Activity: All of the data is to be printed again exactly as it appears.

[Collected data]
PR #8774, opened 2026-08-14
verus: throw when the api reports no lp_volume instead of publishing zero

### LINKED ISSUE #8773: verus: 22 days of $0 volume since 2026-07-24, marketapi returns lp_volume null for every pool
`dexs/verus` has published `$0` volume every day since 2026-07-24 — 22 consecutive days against $927,310 of 30d volume before it stopped. The pools are still trading. The API stopped reporting volume and the adapter turns that into a real-looking zero.

```
https://api.llama.fi/summary/dexs/verus-market
last nonzero   2026-07-23   $20,369
2026-07-24 .. 2026-08-14    $0 on all 22 days
```

## Why it publishes zero

`dexs/verus.ts` sums one field with no guard:

```ts
const response = await httpGet('https://marketapi.verus.services/getdefichaininfo');

let dailyVolume = 0;
for (const result of response.data.results) {
  dailyVolume += Number(result.lp_volume);
}
```

That endpoint is up and answers `200`. It returns all 20 pools, each one still holding reserves — and `lp_volume` is `null` on every single one:

```
getdefichaininfo: 20 pools
  lp_volume === null   : 20
  lp_volume numeric    : 0
  pools holding reserves: 20 of 20  (67 token legs)
```

```json
{"liquiditypool":"Floralis","lp_address":"i3d4vSCbXYEC3u6TzwohMvdghHkhBrXWpE","lp_volume":null,
 "tokens":[{"ticker":"VRSC","reserves":38458.06189614,...},{"ticker":"DAI.vETH","reserves":15323.66785329,...}]}
```

`Number(null)` is `0`, so the sum comes out to `0`, nothing throws, and $0 gets stored as a genuine no-volume day. On master right now:

```
$ npm test dexs verus
Daily volume: 0.00
Daily fees: 0.00
```

Exit code 0. There is nothing to alert on.

## The pools are definitely still trading

Their own ticker endpoint reports zero volume while reporting prices that moved:

```
https://marketapi.verus.services/market/allTickers
40 pairs
  volume === 0     : 40
  high !== low     : 34

VRSC-Floralis   vol=0   open=20.240948   last=19.927739   hi/lo range  4.16%
USDC-VRSC       vol=0   open=1.2557017   last=1.2405118   hi/lo range  9.80%
scrvUSD-VRSC    vol=0   open=1.4145413   last=1.3777635   hi/lo range  4.11%
ETH-VRSC        vol=0   open=2904.2698   last=2895.7460   hi/lo range  2.24%
```

These are reserve-based conversion pools, so price is a function of the reserves and the reserves only move when someone converts. A 9.80% high-to-low range on USDC-VRSC with zero volume is not a quiet market, it is a broken volume field.

TVL agrees — it has moved on 22 of the 23 days since the volume went flat, including single-day swings of -49.8%, +16.8% and -36.6%.

## It is broken upstream, in more than one place

Every volume route on that API is either null or erroring:

| route | result |
|---|---|
| `/getdefichaininfo` | 200, `lp_volume` null on all 20 pools |
| `/getcurrencyvolumes` | 200, every pool `[null, null]` |
| `/gettotalvolume/{currency}/{from}/{to}` | HTTP 500 |
| `/market/allTickers` | 200, `volume: 0` on all 40 pairs, prices populated |
| `/market/allTickers/new` | HTTP 500 |
| `/gettvl` | `{"code":"500000","message":"An unexpected error occurred: single positional indexer is out-of-bounds"}` |

That last one is a pandas `.iloc` error, which suggests their aggregation layer is falling over and returning null rather than failing the request. So there is no working endpoint to switch to — `gettotalvolume` was the obvious candidate and it 500s.

## Suggested fix

Since there is nowhere else to read volume from, the only thing to fix in this repo is that the adapter cannot tell "no conversions happened" from "the API did not report". `null` and `0` are different answers and it currently treats them the same.

Throwing when no pool reports a numeric `lp_volume` keeps genuine zero-volume days working (those come back as `0`, a number) and turns this into a retryable failure instead of a fabricated data point:

```ts
const results = response.data.results;
if (!results.some((result: any) => typeof result.lp_volume === "number")) {
  throw new Error("verus market api returned no lp_volume for any of its pools");
}
```

Same shape as the guards already merged for `hinkal` (#8581) and `pact` (#8547).

Happy to send that as a PR. It will not backfill the 22 days — that needs the upstream API fixed first — but it stops the run from silently adding more of them.

0xshubhs:
Fixes #8773.

`marketapi.verus.services/getdefichaininfo` is up and returns all 20 pools with their reserves intact, but `lp_volume` has been `null` on every one of them since 2026-07-24. `Number(null)` is `0`, so the sum came out to zero and 22 consecutive days got stored as genuine no-volume days.

The pools are still trading, their own ticker endpoint reports `volume: 0` on all 40 pairs while 34 of them have `high !== low`, including a 9.80% high-to-low range on USDC-VRSC. These are reserve-based conversion pools, so the price only moves when someone converts.

There is nowhere else to read volume from: `/gettotalvolume` and `/market/allTickers/new` both return HTTP 500, `/getcurrencyvolumes` returns `[null, null]` per pool, and `/gettvl` returns a pandas indexing error. Full survey in the issue.

So this only fixes the part that is fixable here, the adapter cannot currently tell "no conversions happened" from "the API did not report". A genuine quiet day comes back as `0`, a number, so requiring at least one numeric `lp_volume` leaves that path working and turns the null case into a retryable failure.

Before, on master:

```
$ npm test dexs verus
Daily volume: 0.00
Daily fees: 0.00
```

exit 0, nothing to alert on. After:

```
$ npm test dexs verus
------ ERROR ------
Error: verus market api returned no lp_volume for any of its pools
```

exit 1, same on a second run.

This will not backfill the 22 days, that needs the upstream API fixed. It stops the run from quietly adding more of them. Same shape as the guards merged for `hinkal` (#8581) and `pact` (#8547).

### DIFF
--- a/dexs/verus.ts
+++ b/dexs/verus.ts
@@ -12,8 +12,13 @@ const methodology = {
 const fetch = async () => {
   const response = await httpGet('https://marketapi.verus.services/getdefichaininfo');
 
+  const results = response.data.results;
+  if (!results.some((result: any) => typeof result.lp_volume === "number")) {
+    throw new Error("verus market api returned no lp_volume for any of its pools");
+  }
+
   let dailyVolume = 0;
-  for (const result of response.data.results) {
+  for (const result of results) {
     dailyVolume += Number(result.lp_volume);
   }
 


0xshubhs:
Flagging the red CI before anyone has to dig into it: that is the guard doing its job, not a broken adapter.

```
🦙 Running VERUS.TS adapter 🦙
------ ERROR ------
Error: verus market api returned no lp_volume for any of its pools
    at fetch (dexs/verus.ts:17:11)
```

The upstream API is still returning `lp_volume: null` for all 20 pools, so the adapter now fails instead of writing another fabricated `$0`. On master the same run exits 0 with `Daily volume: 0.00`, which is the bug.

Useful side effect: this ran on your runner, not mine, so the nulls are not an artefact of my IP or region — the failure reproduces from DefiLlama's own infrastructure.

The check will stay red until Verus fixes their volume pipeline. If you would rather not merge something that cannot go green today, the alternative is to leave it and revisit when their API is back, but the cost of waiting is another fabricated `$0` per day on a chart that has already accumulated 22 of them.

bheluga:
@0xshubhs thanks for the PR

Reply:
PR #8774, opened 2026-08-14
verus: throw when the api reports no lp_volume instead of publishing zero

### LINKED ISSUE #8773: verus: 22 days of $0 volume since 2026-07-24, marketapi returns lp_volume null for every pool
`dexs/verus` has published `$0` volume every day since 2026-07-24 — 22 consecutive days against $927,310 of 30d volume before it stopped. The pools are still trading. The API stopped reporting volume and the adapter turns that into a real-looking zero.

```
https://api.llama.fi/summary/dexs/verus-market
last nonzero   2026-07-23   $20,369
2026-07-24 .. 2026-08-14    $0 on all 22 days
```

## Why it publishes zero

`dexs/verus.ts` sums one field with no guard:

```ts
const response = await httpGet('https://marketapi.verus.services/getdefichaininfo');

let dailyVolume = 0;
for (const result of response.data.results) {
  dailyVolume += Number(result.lp_volume);
}
```

That endpoint is up and answers `200`. It returns all 20 pools, each one still holding reserves — and `lp_volume` is `null` on every single one:

```
getdefichaininfo: 20 pools
  lp_volume === null   : 20
  lp_volume numeric    : 0
  pools holding reserves: 20 of 20  (67 token legs)
```

```json
{"liquiditypool":"Floralis","lp_address":"i3d4vSCbXYEC3u6TzwohMvdghHkhBrXWpE","lp_volume":null,
 "tokens":[{"ticker":"VRSC","reserves":38458.06189614,...},{"ticker":"DAI.vETH","reserves":15323.66785329,...}]}
```

`Number(null)` is `0`, so the sum comes out to `0`, nothing throws, and $0 gets stored as a genuine no-volume day. On master right now:

```
$ npm test dexs verus
Daily volume: 0.00
Daily fees: 0.00
```

Exit code 0. There is nothing to alert on.

## The pools are definitely still trading

Their own ticker endpoint reports zero volume while reporting prices that moved:

```
https://marketapi.verus.services/market/allTickers
40 pairs
  volume === 0     : 40
  high !== low     : 34

VRSC-Floralis   vol=0   open=20.240948   last=19.927739   hi/lo range  4.16%
USDC-VRSC       vol=0   open=1.2557017   last=1.2405118   hi/lo range  9.80%
scrvUSD-VRSC    vol=0   open=1.4145413   last=1.3777635   hi/lo range  4.11%
ETH-VRSC        vol=0   open=2904.2698   last=2895.7460   hi/lo range  2.24%
```

These are reserve-based conversion pools, so price is a function of the reserves and the reserves only move when someone converts. A 9.80% high-to-low range on USDC-VRSC with zero volume is not a quiet market, it is a broken volume field.

TVL agrees — it has moved on 22 of the 23 days since the volume went flat, including single-day swings of -49.8%, +16.8% and -36.6%.

## It is broken upstream, in more than one place

Every volume route on that API is either null or erroring:

| route | result |
|---|---|
| `/getdefichaininfo` | 200, `lp_volume` null on all 20 pools |
| `/getcurrencyvolumes` | 200, every pool `[null, null]` |
| `/gettotalvolume/{currency}/{from}/{to}` | HTTP 500 |
| `/market/allTickers` | 200, `volume: 0` on all 40 pairs, prices populated |
| `/market/allTickers/new` | HTTP 500 |
| `/gettvl` | `{"code":"500000","message":"An unexpected error occurred: single positional indexer is out-of-bounds"}` |

That last one is a pandas `.iloc` error, which suggests their aggregation layer is falling over and returning null rather than failing the request. So there is no working endpoint to switch to — `gettotalvolume` was the obvious candidate and it 500s.

## Suggested fix

Since there is nowhere else to read volume from, the only thing to fix in this repo is that the adapter cannot tell "no conversions happened" from "the API did not report". `null` and `0` are different answers and it currently treats them the same.

Throwing when no pool reports a numeric `lp_volume` keeps genuine zero-volume days working (those come back as `0`, a number) and turns this into a retryable failure instead of a fabricated data point:

```ts
const results = response.data.results;
if (!results.some((result: any) => typeof result.lp_volume === "number")) {
  throw new Error("verus market api returned no lp_volume for any of its pools");
}
```

Same shape as the guards already merged for `hinkal` (#8581) and `pact` (#8547).

Happy to send that as a PR. It will not backfill the 22 days — that needs the upstream API fixed first — but it stops the run from silently adding more of them.

0xshubhs:
Fixes #8773.

`marketapi.verus.services/getdefichaininfo` is up and returns all 20 pools with their reserves intact, but `lp_volume` has been `null` on every one of them since 2026-07-24. `Number(null)` is `0`, so the sum came out to zero and 22 consecutive days got stored as genuine no-volume days.

The pools are still trading, their own ticker endpoint reports `volume: 0` on all 40 pairs while 34 of them have `high !== low`, including a 9.80% high-to-low range on USDC-VRSC. These are reserve-based conversion pools, so the price only moves when someone converts.

There is nowhere else to read volume from: `/gettotalvolume` and `/market/allTickers/new` both return HTTP 500, `/getcurrencyvolumes` returns `[null, null]` per pool, and `/gettvl` returns a pandas indexing error. Full survey in the issue.

So this only fixes the part that is fixable here, the adapter cannot currently tell "no conversions happened" from "the API did not report". A genuine quiet day comes back as `0`, a number, so requiring at least one numeric `lp_volume` leaves that path working and turns the null case into a retryable failure.

Before, on master:

```
$ npm test dexs verus
Daily volume: 0.00
Daily fees: 0.00
```

exit 0, nothing to alert on. After:

```
$ npm test dexs verus
------ ERROR ------
Error: verus market api returned no lp_volume for any of its pools
```

exit 1, same on a second run.

This will not backfill the 22 days, that needs the upstream API fixed. It stops the run from quietly adding more of them. Same shape as the guards merged for `hinkal` (#8581) and `pact` (#8547).

### DIFF
--- a/dexs/verus.ts
+++ b/dexs/verus.ts
@@ -12,8 +12,13 @@ const methodology = {
 const fetch = async () => {
   const response = await httpGet('https://marketapi.verus.services/getdefichaininfo');
 
+  const results = response.data.results;
+  if (!results.some((result: any) => typeof result.lp_volume === "number")) {
+    throw new Error("verus market api returned no lp_volume for any of its pools");
+  }
+
   let dailyVolume = 0;
-  for (const result of response.data.results) {
+  for (const result of results) {
     dailyVolume += Number(result.lp_volume);
   }
 


0xshubhs:
Flagging the red CI before anyone has to dig into it: that is the guard doing its job, not a broken adapter.

```
🦙 Running VERUS.TS adapter 🦙
------ ERROR ------
Error: verus market api returned no lp_volume for any of its pools
    at fetch (dexs/verus.ts:17:11)
```

The upstream API is still returning `lp_volume: null` for all 20 pools, so the adapter now fails instead of writing another fabricated `$0`. On master the same run exits 0 with `Daily volume: 0.00`, which is the bug.

Useful side effect: this ran on your runner, not mine, so the nulls are not an artefact of my IP or region — the failure reproduces from DefiLlama's own infrastructure.

The check will stay red until Verus fixes their volume pipeline. If you would rather not merge something that cannot go green today, the alternative is to leave it and revisit when their API is back, but the cost of waiting is another fabricated `$0` per day on a chart that has already accumulated 22 of them.

bheluga:
@0xshubhs thanks for the PR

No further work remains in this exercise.